今回はCVD-REALのサブ解析による心SGLT2阻害薬の筋梗塞や脳卒中への影響や、SGLT2阻害薬のてんかん発作への効果についての報告を紹介しています。また新規にSGLT2阻害薬とDPP-4阻害薬を比較した試験開始についても紹介しておりますので、是非本レポートをご活用ください。

ダパグリフロジンによるてんかん発作活動の抑制が示唆された (6月7日)
ペンチレンテトラゾール誘導性のてんかんモデルマウスを用いた、SGLT2選択性の高いダパグリフロジン投与によるてんかん発作抑制の可能性が検証された試験が、「BMC Neurology」に6月7日掲載された。結論としてグルコースの利用阻害およびニューロンのナトリウム輸送減少による抗発作効果により、SGLT2阻害薬が抗てんかん発作薬として利用できる可能性を示唆している。

日本臨床内科医会は、ルセオグリフロジンとDPP4阻害薬の有効性を直接比較検討する特定臨床研究「J-SELECT study」を開始した (5月30日)
J-SELECT studyは2型糖尿病患者1000人を対象に「有効性(HbA1c、体重、血圧、脈拍、eGFR)の観点から、SGLT2阻害薬(ルセオグリフロジン)とDPP-4阻害薬の薬剤について、複合的に比較検討を行うこと。」を目的としている。本試験ではベースライン時から観察ポイント52週時までにおけるHbA1c・体重・eGFR・血圧・脈拍の変化が3つ以上で改善した症例の割合(複合エンドポイントの達成率)を主要アウトカム評価項目としている。
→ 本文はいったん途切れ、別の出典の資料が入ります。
Issue #3397, opened 2024-03-23
teach miri to use intrinsics' fallback bodies


oli-obk:
And then replace lots of our SIMD and numeric  shims with fallback bodies by adding said fallback bodies to libcore.

Note that we need to take lots of care to preserve UB.

This may regress diagnostics quality, so maybe we need some sort of `unreachable_unchecked` intrinsic equivalent which can be passed a string that explains the UB?

RalfJung:
I think we may want to require some sort of opt-in here, like `#[rustc_intrinsic_fallback_fit_for_miri]` or so, so that one can locally review in the intrinsic body whether the requirement is upheld.

RalfJung:
Isn't this a duplicate of https://github.com/rust-lang/miri/issues/3302?

PR #3492, opened 2024-04-19
Implement LLVM x86 AVX2 intrinsics

eduardosm:


oli-obk:
My hope was that we'd implement them in libstd as fallback bodies instead (https://github.com/rust-lang/miri/issues/3397), but I guess now that we have a shim impl and tests, doing that would be simpler as we have some help against messing up the fallback bodies

src/shims/x86/mod.rs
```diff
@@ -534,6 +540,61 @@ fn shift_simd_by_scalar<'tcx>(
     Ok(())
 }
 
+/// Shifts each element of `left` by the corresponding element of `right`.
+///
+/// For logic shifts, when right is larger than BITS - 1, zero is produced.
+/// For arithmetic right-shifts, when right is larger than BITS - 1, the sign
+/// bit is copied to remaining bits.
```
oli-obk, line 547: which remaining bits? Isn't the sign bit right shifted together with the other bits, so right shifts larger than `BITS - 1` are equivalent to a right shift of `BITS - 1`?

src/shims/x86/mod.rs
```diff
@@ -664,6 +725,30 @@ fn convert_float_to_int<'tcx>(
     Ok(())
 }
 
+/// Calculates absolute value of integers in `op` and stores the result in `dest`.
```
oli-obk, line 728: Leave a comment about the behaviour when computing the `abs` of the negative most value representable by the type

src/shims/x86/mod.rs
```diff
@@ -874,3 +959,320 @@ fn test_high_bits_masked<'tcx>(
...
+    let high_bit_offset = mask_item_size.bits().checked_sub(1).unwrap();
+
+    let ptr = this.read_pointer(ptr)?;
+    for i in 0..dest_len {
+        let mask = this.project_index(&mask, i)?;
+        let dest = this.project_index(&dest, i)?;
+
+        if this.read_scalar(&mask)?.to_uint(mask_item_size)? >> high_bit_offset != 0 {
+            // Size * u64 is implemented as always checked
+            #[allow(clippy::arithmetic_side_effects)]
```
oli-obk, line 986: Could add a `clippy.toml` and disable this lint for all `Size` math ops: https://doc.rust-lang.org/clippy/lint_configuration.html#arithmetic-side-effects-allowed

src/shims/x86/avx2.rs
```diff
@@ -0,0 +1,444 @@
...
+                let actual_len = dest_len.min(offsets_len);
+
+                assert_eq!(dest_len, mask_len);
+
+                let mask_item_size = mask.layout.field(this, 0).size;
+                let high_bit_offset = mask_item_size.bits().checked_sub(1).unwrap();
+
+                let scale = this.read_scalar(scale)?.to_i8()?;
+                if !matches!(scale, 1 | 2 | 4 | 8) {
+                    throw_unsup_format!("invalid gather scale {scale}");
```
oli-obk, line 83: are these absolutely illegal? or just not supported by llvm right now? If this is entirely wrong, it should probably be `ub` instead of `unsup`

tests/pass/intrinsics-x86-avx2.rs
```diff
@@ -0,0 +1,1613 @@
+// Ignore everything except x86 and x86_64
+// Any new targets that are added to CI should be ignored here.
+// (We cannot use `cfg`-based tricks here since the `target-feature` flags below only work on x86.)
+//@ignore-target-aarch64
+//@ignore-target-arm
+//@ignore-target-avr
+//@ignore-target-s390x
+//@ignore-target-thumbv7em
+//@ignore-target-wasm32
```
oli-obk, line 9: can we use `only-target-x86` instead?

src/shims/x86/avx2.rs
RalfJung: I think they just don't exist on the hardware -- these are basically ill-formed programs. Maybe we should have `throw_inval_format!`?

tests/pass/intrinsics-x86-avx2.rs
eduardosm: Does `only-target-x86` cover i686?

src/shims/x86/avx2.rs
eduardosm: There is `throw_inval!` in rustc_middle, but not `throw_inval_format!`. We would have to add a variant to `InvalidProgramInfo` to use it.

src/shims/x86/mod.rs
eduardosm: I meant all bits, fixed

src/shims/x86/avx2.rs
RalfJung: Indeed, that's what I was proposing.

But so far we've usually been using "unsup" for "inval" so it's fine for me to keep doing that for now.

RalfJung: Since this is an intrinsic, the other totally reasonable alternative is to use `span_bug!`. We have plenty of assertions already that just cause a panic on invalid use of intrinsics.

tests/pass/intrinsics-x86-avx2.rs
oli-obk: hmno. we need https://github.com/oli-obk/ui_test/issues/162 first

src/shims/x86/mod.rs
```diff
@@ -664,6 +725,33 @@ fn convert_float_to_int<'tcx>(
...
+    let (dest, dest_len) = this.mplace_to_simd(dest)?;
+
+    assert_eq!(op_len, dest_len);
+
+    for i in 0..dest_len {
+        let op = this.read_scalar(&this.project_index(&op, i)?)?;
+        let dest = this.project_index(&dest, i)?;
+
+        // Converting to a host "i128" works since the input is always signed.
+        let res = op.to_int(dest.layout.size)?.unsigned_abs();
```
RalfJung, line 747: This may be worth an assertion.

Alternatively, a moire clear implementation might avoid using host integers entirely and just use `binop_with_overflow`.

src/shims/x86/mod.rs
```diff
@@ -874,3 +962,316 @@ fn test_high_bits_masked<'tcx>(
...
+        #[allow(clippy::cast_possible_truncation)]
+        let res = res as i16;
+
+        this.write_scalar(Scalar::from_i16(res), &dest)?;
+    }
+
+    Ok(())
+}
+
+fn pack_generic<'tcx>(
```
RalfJung, line 1130: A doc comment would be good.

src/shims/x86/avx2.rs
```diff
@@ -0,0 +1,444 @@
...
+                    this.check_shim(abi, Abi::C { unwind: false }, link_name, args)?;
+
+                assert_eq!(dest.layout, src.layout);
+
+                let (src, _) = this.operand_to_simd(src)?;
+                let (offsets, offsets_len) = this.operand_to_simd(offsets)?;
+                let (mask, mask_len) = this.operand_to_simd(mask)?;
+                let (dest, dest_len) = this.mplace_to_simd(dest)?;
+
+                // There are cases like dest: i32x4, offsets: i64x2
```
RalfJung, line 73: What happens if the offsets are *longer* than the dest?

src/shims/x86/mod.rs
eduardosm: I'm not sure what to check with an assertion. How would you implement this with `binop_with_overflow`?

src/shims/x86/avx2.rs
eduardosm: Extra elements are ignored.

src/shims/x86/mod.rs
RalfJung: The assertion could check that the element type is signed, no?

>  How would you implement this with binop_with_overflow?

Sorry, I meant `wrapping_binary_op`.

Basically run the equivalent of `if op < 0 { -op } else { op }`. It's one `BinOp::lt` and one... okay you need `wrapping_unary_op` as well, `UnOp::Neg`.

src/shims/x86/avx2.rs
RalfJung: And that's how the intrinsic is intended to work? Wow.

Would be good to have a comment explaining that.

SGLT2阻害薬の心筋梗塞および脳卒中リスク減少が示唆された(CVD-REALサブ解析) (5月22日)
本報告はCVD-REAL試験のサブ解析であり、SGLT2阻害薬と心筋梗塞(MI)および脳卒中の発症率の関係を検証している。Intention-to-treat分析において、188,551人および188,678人年の追跡調査(それぞれMIと脳卒中)では、1077例の MIおよび968例の脳卒中イベントがみられ、他のグルコース低下薬に対してSGLT2阻害薬を服用することによりMIおよび脳卒中のリスクの低下が示された。